Given entries =

PR #63, opened 2021-06-04
zebra seeding

Mirko-von-Leipzig:
I've managed to get zebra seeding going. It was quite annoying and I'm not sure we want to actually do this. I've opened this as a draft to get some thoughts and have a discussion. Also note that I haven't cleaned up any of this yet - so it still has a bit of work left, but I'm going to leave that until we decide.

It has to work around the zebra network setup bug - it spam's `GetAddr` until it has at least 4 (?) active peers.

I've put some [notes down here](https://hackmd.io/@HMoSWBonQLy2g2Lwrz9SoQ/HyDfDaZIu#Zebra-difficult-to-seed-with-blocks-due-bad-fan-out-logic-)

I used the `get_blocks` test case to exercise it. And unfortunately, even though the node is now seeded with data as soon as there aren't 4+ peers, it resumes the `GetAddr` spam and therefore doesn't respond to data queries. So it still fails.

### DIFF
--- a/src/protocol/message/mod.rs
+++ b/src/protocol/message/mod.rs
@@ -173,6 +173,30 @@ impl Message {
 
         Ok(message)
     }
+
+    pub fn command(&self) -> [u8; 12] {
+        match self {
+            Message::Version(_) => VERSION_COMMAND,
+            Message::Verack => VERACK_COMMAND,
+            Message::Ping(_) => PING_COMMAND,
+            Message::Pong(_) => PONG_COMMAND,
+            Message::GetAddr => GETADDR_COMMAND,
+            Message::Addr(_) => ADDR_COMMAND,
+            Message::GetHeaders(_) => GETHEADERS_COMMAND,
+            Message::Headers(_) => HEADERS_COMMAND,
+            Message::GetBlocks(_) => GETBLOCKS_COMMAND,
+            Message::Block(_) => BLOCK_COMMAND,
+            Message::GetData(_) => GETDATA_COMMAND,
+            Message::Inv(_) => INV_COMMAND,
+            Message::NotFound(_) => NOTFOUND_COMMAND,
+            Message::MemPool => MEMPOOL_COMMAND,
+            Message::Tx(_) => TX_COMMAND,
+            Message::Reject(_) => REJECT_COMMAND,
+            Message::FilterLoad(_) => todo!(),
+            Message::FilterAdd(_) => todo!(),
+            Message::FilterClear => todo!(),
+        }
+    }
 }
 
 fn checksum(bytes: &[u8]) -> u32 {
--- a/src/setup/node.rs
+++ b/src/setup/node.rs
@@ -1,10 +1,14 @@
 use crate::{
     helpers::respond_to_handshake,
     protocol::{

Aim of the exercise =
Word-for-word copies of all the records are required.

Your response =
PR #63, opened 2021-06-04
zebra seeding

Mirko-von-Leipzig:
I've managed to get zebra seeding going. It was quite annoying and I'm not sure we want to actually do this. I've opened this as a draft to get some thoughts and have a discussion. Also note that I haven't cleaned up any of this yet - so it still has a bit of work left, but I'm going to leave that until we decide.

It has to work around the zebra network setup bug - it spam's `GetAddr` until it has at least 4 (?) active peers.

I've put some [notes down here](https://hackmd.io/@HMoSWBonQLy2g2Lwrz9SoQ/HyDfDaZIu#Zebra-difficult-to-seed-with-blocks-due-bad-fan-out-logic-)

I used the `get_blocks` test case to exercise it. And unfortunately, even though the node is now seeded with data as soon as there aren't 4+ peers, it resumes the `GetAddr` spam and therefore doesn't respond to data queries. So it still fails.

### DIFF
--- a/src/protocol/message/mod.rs
+++ b/src/protocol/message/mod.rs
@@ -173,6 +173,30 @@ impl Message {
 
         Ok(message)
     }
+
+    pub fn command(&self) -> [u8; 12] {
+        match self {
+            Message::Version(_) => VERSION_COMMAND,
+            Message::Verack => VERACK_COMMAND,
+            Message::Ping(_) => PING_COMMAND,
+            Message::Pong(_) => PONG_COMMAND,
+            Message::GetAddr => GETADDR_COMMAND,
+            Message::Addr(_) => ADDR_COMMAND,
+            Message::GetHeaders(_) => GETHEADERS_COMMAND,
+            Message::Headers(_) => HEADERS_COMMAND,
+            Message::GetBlocks(_) => GETBLOCKS_COMMAND,
+            Message::Block(_) => BLOCK_COMMAND,
+            Message::GetData(_) => GETDATA_COMMAND,
+            Message::Inv(_) => INV_COMMAND,
+            Message::NotFound(_) => NOTFOUND_COMMAND,
+            Message::MemPool => MEMPOOL_COMMAND,
+            Message::Tx(_) => TX_COMMAND,
+            Message::Reject(_) => REJECT_COMMAND,
+            Message::FilterLoad(_) => todo!(),
+            Message::FilterAdd(_) => todo!(),
+            Message::FilterClear => todo!(),
+        }
+    }
 }
 
 fn checksum(bytes: &[u8]) -> u32 {
--- a/src/setup/node.rs
+++ b/src/setup/node.rs
@@ -1,10 +1,14 @@
 use crate::{
     helpers::respond_to_handshake,
     protocol::{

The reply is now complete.